» **DATA LISTING**:
┄┄┄┄┄┄┄┄┄┄┄┄┄┄┄┄┄┄┄┄

PR #4485, opened 2024-04-26
RW-12082 more metrics change

Qi77Qi:
1. Add `isAoU` label for createApp task
2. Add `cloudService` label for createRuntime task
3. Update existing `pubsub` metrics to use labels so that it's easier to create charts in grafana. I didn't find charts using these metrics, but if there is let me know and happy to update them after this PR...

### What

-

### Why

-

### What to test

- 

### Who tested and where

- [ ] I validated this change 

### DIFF
--- a/http/src/main/scala/org/broadinstitute/dsde/workbench/leonardo/monitor/LeoPubsubMessageSubscriber.scala
+++ b/http/src/main/scala/org/broadinstitute/dsde/workbench/leonardo/monitor/LeoPubsubMessageSubscriber.scala
@@ -43,7 +43,7 @@ import org.broadinstitute.dsde.workbench.model.{ErrorReport, TraceId, WorkbenchE
 import org.broadinstitute.dsde.workbench.openTelemetry.OpenTelemetryMetrics
 import org.broadinstitute.dsde.workbench.util2.messaging.{CloudSubscriber, ReceivedMessage}
 import org.broadinstitute.dsp.{ChartVersion, HelmException}
-
+import org.broadinstitute.dsde.workbench.leonardo.db.LabelResourceType
 import java.time.Instant
 import java.util.concurrent.TimeUnit
 import scala.concurrent.ExecutionContext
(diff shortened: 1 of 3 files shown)


http/src/main/scala/org/broadinstitute/dsde/workbench/leonardo/monitor/LeoPubsubMessageSubscriber.scala
```diff
@@ -227,12 +227,12 @@ class LeoPubsubMessageSubscriber[F[_]](
                                 4.5 minutes
       )
       messageType = event.msg.messageType.asString
-      metricsName = e match {
+      (metricsName, tags) = e match {
         case Some(e) =>
-          s"pubsub/fail/${messageType}/${e.getClass.toString.split('.').last}"
-        case None => s"pubsub/ack/${messageType}"
+          (s"pubsub/fail", Map("messageType" -> messageType, "exception" -> e.getClass.toString.split('.').last))
+        case None => (s"pubsub/success/${messageType}", Map("messageType" -> messageType))
```
Qi77Qi, line 233: @cpate4  I was looking to add this metrics in a chart, but think it'll be easier to do so if the exception info and the messageType are labels instead of having them in metrics name. In grafana, with the current metrics name, we'll need to add multiple queries in order to cover all message types and exceptions. If we use labels instead, we can use just less query depending on how you want to view the data

jdcanas (approved):

cpate4 (approved):

http/src/main/scala/org/broadinstitute/dsde/workbench/leonardo/monitor/LeoPubsubMessageSubscriber.scala
```diff
@@ -1127,13 +1127,15 @@ class LeoPubsubMessageSubscriber[F[_]](
...
+      labels <- labelQuery.getAllForResource(msg.appId.id, LabelResourceType.app).transaction
+      isAoU = labels.get(AOU_UI_LABEL).contains("true")
       _ <- asyncTasks.offer(
         Task(
           ctx.traceId,
           task,
           Some(handleKubernetesError),
           ctx.now,
-          TaskMetricsTags("createApp", Some(resolveAppType(msg.appType, appChart)), None, CloudProvider.Gcp)
+          TaskMetricsTags("createApp", Some(resolveAppType(msg.appType, appChart)), Some(isAoU), CloudProvider.Gcp)
```
cpate4, line 1138: How much do we need `AoU` to be referenced specifically in the codebase? Are these AoU specific features?

Qi77Qi: they're not AoU specific...but these tags make it possible to know whether these data points are AoU or non AoU

cpate4: not for now ... but is there another way of doing this?, besides hardcoding AoU in the codebase?

cpate4: it is something to think about for future our probably near-term future as we refactor this

Qi77Qi: Not sure I understand the question...
the way this is working is all AoU created apps, runtimes, there's a "label" (note this is not metrics label..but Leonardo's label table...there's an equivalent label for terra UI created runtimes/apps too) added for them (they're from UI). And we're using this leonardo label to set the metrics `isAoU` label...

Which part you're thinking of doing differently? (it's probably entirely possible to do it differently)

┄┄┄┄┄┄┄┄┄┄┄┄┄┄┄┄┄┄┄┄

» **WHAT YOU NEED TO DO**: Transcribe each line of the data exactly, skipping none.

» **SOLUTION**:
PR #4485, opened 2024-04-26
RW-12082 more metrics change

Qi77Qi:
1. Add `isAoU` label for createApp task
2. Add `cloudService` label for createRuntime task
3. Update existing `pubsub` metrics to use labels so that it's easier to create charts in grafana. I didn't find charts using these metrics, but if there is let me know and happy to update them after this PR...

### What

-

### Why

-

### What to test

- 

### Who tested and where

- [ ] I validated this change 

### DIFF
--- a/http/src/main/scala/org/broadinstitute/dsde/workbench/leonardo/monitor/LeoPubsubMessageSubscriber.scala
+++ b/http/src/main/scala/org/broadinstitute/dsde/workbench/leonardo/monitor/LeoPubsubMessageSubscriber.scala
@@ -43,7 +43,7 @@ import org.broadinstitute.dsde.workbench.model.{ErrorReport, TraceId, WorkbenchE
 import org.broadinstitute.dsde.workbench.openTelemetry.OpenTelemetryMetrics
 import org.broadinstitute.dsde.workbench.util2.messaging.{CloudSubscriber, ReceivedMessage}
 import org.broadinstitute.dsp.{ChartVersion, HelmException}
-
+import org.broadinstitute.dsde.workbench.leonardo.db.LabelResourceType
 import java.time.Instant
 import java.util.concurrent.TimeUnit
 import scala.concurrent.ExecutionContext
(diff shortened: 1 of 3 files shown)


http/src/main/scala/org/broadinstitute/dsde/workbench/leonardo/monitor/LeoPubsubMessageSubscriber.scala
```diff
@@ -227,12 +227,12 @@ class LeoPubsubMessageSubscriber[F[_]](
                                 4.5 minutes
       )
       messageType = event.msg.messageType.asString
-      metricsName = e match {
+      (metricsName, tags) = e match {
         case Some(e) =>
-          s"pubsub/fail/${messageType}/${e.getClass.toString.split('.').last}"
-        case None => s"pubsub/ack/${messageType}"
+          (s"pubsub/fail", Map("messageType" -> messageType, "exception" -> e.getClass.toString.split('.').last))
+        case None => (s"pubsub/success/${messageType}", Map("messageType" -> messageType))
```
Qi77Qi, line 233: @cpate4  I was looking to add this metrics in a chart, but think it'll be easier to do so if the exception info and the messageType are labels instead of having them in metrics name. In grafana, with the current metrics name, we'll need to add multiple queries in order to cover all message types and exceptions. If we use labels instead, we can use just less query depending on how you want to view the data

jdcanas (approved):

cpate4 (approved):

http/src/main/scala/org/broadinstitute/dsde/workbench/leonardo/monitor/LeoPubsubMessageSubscriber.scala
```diff
@@ -1127,13 +1127,15 @@ class LeoPubsubMessageSubscriber[F[_]](
...
+      labels <- labelQuery.getAllForResource(msg.appId.id, LabelResourceType.app).transaction
+      isAoU = labels.get(AOU_UI_LABEL).contains("true")
       _ <- asyncTasks.offer(
         Task(
           ctx.traceId,
           task,
           Some(handleKubernetesError),
           ctx.now,
-          TaskMetricsTags("createApp", Some(resolveAppType(msg.appType, appChart)), None, CloudProvider.Gcp)
+          TaskMetricsTags("createApp", Some(resolveAppType(msg.appType, appChart)), Some(isAoU), CloudProvider.Gcp)
```
cpate4, line 1138: How much do we need `AoU` to be referenced specifically in the codebase? Are these AoU specific features?

Qi77Qi: they're not AoU specific...but these tags make it possible to know whether these data points are AoU or non AoU

cpate4: not for now ... but is there another way of doing this?, besides hardcoding AoU in the codebase?

cpate4: it is something to think about for future our probably near-term future as we refactor this

Qi77Qi: Not sure I understand the question...
the way this is working is all AoU created apps, runtimes, there's a "label" (note this is not metrics label..but Leonardo's label table...there's an equivalent label for terra UI created runtimes/apps too) added for them (they're from UI). And we're using this leonardo label to set the metrics `isAoU` label...

Which part you're thinking of doing differently? (it's probably entirely possible to do it differently)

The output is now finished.